奥様が「期待の斜め上」と言ったY邸を見てみよう。
Y邸の魅力の1つが、庭に面した約10畳もある広々としたウッドデッキ。桂離宮をモチーフにしたというこのウッドデッキは、リビングとダイニングにL字型に面しており、幅2mもある木製建具を壁の中に引き込み全て開け放つと、シームレスに繋がる。リビング、ダイニング、2つの異なる居場所からウッドデッキ、さらにその先の庭が1つに繋がり「庭屋一如」を体現した。庭には、お祖父さまがこれまで大切に育ててきたベニシダレモミジをそのままに、造園家小林賢二さんの手によって再生された。

しかもこのウッドデッキには大きな庇がかかっている。この家を訪れたお母さまが、ベニシダレモミジを背景にしたウッドデッキを見て「まるで能舞台ですね」と言ったという。それほど、庭と一体化した美しさをもっている。

実はこの庇は美しさのためではなく、高い実用性に基づいている。夏の強い日差しはもとより、雨も凌いでくれる。また、3階建ての隣家からの視線を遮る役目も果たす。朝は、庭の樹々を見ながらコーヒーを一服、昼には、親戚や友人が集まりBBQ、夜には、鈴虫の音を聞きながらお月見と、第二のリビングとして重宝するほか、お子さんたちがトランポリンやハンモックで遊ぶ場としても活用できる。
増木さんは、このウッドデッキで「家族の大らかな暮らし」を実現してみせたのだ。

この大らかさは邸内でも見ることができる。23畳あるL字型のリビング・ダイニングは、船底天井(最高約2.8m)とすることで、高さ方向にも開放感が得られている。リビングの中央には、ヒノキの丸柱を大黒柱とし、その柱にもたれかかるように大型のソファーや造作の棚を配置。安心感と抜け感のある大らかな空間に仕上げてみせた。ソファーに腰掛けると、庭から差し込む木漏れ日、ウッドデッキの庇が落す影、このバランスが程よく落ち着く。増木さんは大きな模型を肉眼で覗き込みながら、このリビング・ダイニングの採光を設計したそうだ。

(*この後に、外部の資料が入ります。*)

PR #657, opened 2014-11-24
added random.rb with mersenne twister. Kernel#rand now uses this. Implem...

daveheitzman:
...enter Kernel#srand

一方キッチンは、「臭いや音が伝わり、丸見えになるのが嫌」という奥様の要望に応え、あえて部屋に籠るような形をとった。とはいえ、家事をしながら、リビングで寛ぐ家族の様子や庭の景色も楽しめるように窓を設け、奥様の特等席を用意した。また、キッチンからパントリー、玄関、駐車場へと回遊できる動線とすることで、ストレスなく家事が行える工夫も凝らした。

この家の出来栄えに、Yさんも「じっくり向き合って作り上げた家だからこそ、至る所に愛おしさを感じて日々を過ごしている」「子供たちも『この家が大好き、全部の部屋が好き』と言ってくれ、そのことが何よりも嬉しい」とコメント。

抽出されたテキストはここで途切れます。